The Colorado School of Mines will develop a hybrid power generation system that leverages a pressurized, intermediate-temperature solid oxide fuel cell (SOFC) stack and an advanced low-energy-content fuel internal combustion (IC) engine. The custom-designed, turbocharged IC engine will use the exhaust from the anode side of the SOFC as fuel and directly drive a specialized compressor-expander that supplies pressurized air to the fuel cell. High capital costs and poor durability have presented significant barriers to the widespread commercial adoption of SOFC technology. In part, these challenges have been associated with SOFC high operating temperatures of 750-1000°C (1382-1832°F). This team will use a robust, metal-supported SOFC (600°C or 1112°F) technology that will provide greater durability, better heat management, and superior sealing over standard ceramic-supported SOFC designs. The modified diesel IC engine in a hybrid system provides a low-cost, controllable solution to use the remaining chemical energy in the fuel cell exhaust. The system will use the hot air and exhaust gases it produces to keep components running at the proper temperatures to maximize overall efficiency. The team will also develop supporting equipment, including a specialized compressor-expander and power inverter. The new system has the potential to enable highly-efficient, cost-effective distributed power generation.

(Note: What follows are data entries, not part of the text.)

PR #1378, opened 2026-04-25
perf(cua-driver): use on-screen-only SCShareableContent query for permission probe

### LINKED ISSUE #1371: Performance regression with using SCShareableContent.current
You are not supposed to use full blown SCShareableContent.current to test for permission. On my M1 macOS it took 6 seconds! Why cause there was a crashed macOS process `CursorUIViewService` with 6000 off screen windows and the app name resolution (`LSCopyItemInfoForURL` or similar) took a while to process as it touches disk

Use `SCShareableContent.excludingDesktopWindows(false, onScreenWindowsOnly: true)`

https://github.com/trycua/cua/blob/e44583681e88029ea9e6558a50af22539354c69b/libs/cua-driver/Sources/CuaDriverCore/Permissions/Permissions.swift#L57

octo-patch:
Fixes #1371

## Problem

`Permissions.currentStatus()` calls `SCShareableContent.current` to probe the Screen Recording TCC grant. This API enumerates **all** windows system-wide, including off-screen ones, and resolves the display name of each window's owner process. When a macOS system process (e.g. `CursorUIViewService`) has crashed and left thousands of zombie windows behind, the name-resolution loop can block for **6+ seconds** on M1 hardware.

## Solution

Replace `SCShareableContent.current` with `SCShareableContent.excludingDesktopWindows(false, onScreenWindowsOnly: true)`. This limits the query to on-screen windows only, skipping the heavyweight off-screen window enumeration that triggers the slowdown.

Creare, in partnership with IMBY Energy, is developing a mass-manufacturable, recuperated, closed-loop Brayton-cycle microturbine that will provide 5 kW of electrical power for residential and commercial buildings. The waste heat from the device can be harvested for heating. Technical innovations in the system that are anticipated to enable high efficiency at an attractive cost include a diffusion bonded foil recuperator, a turbomachine with specialized hydrodynamic gas bearings, a binary working fluid mixture and flameless combustion.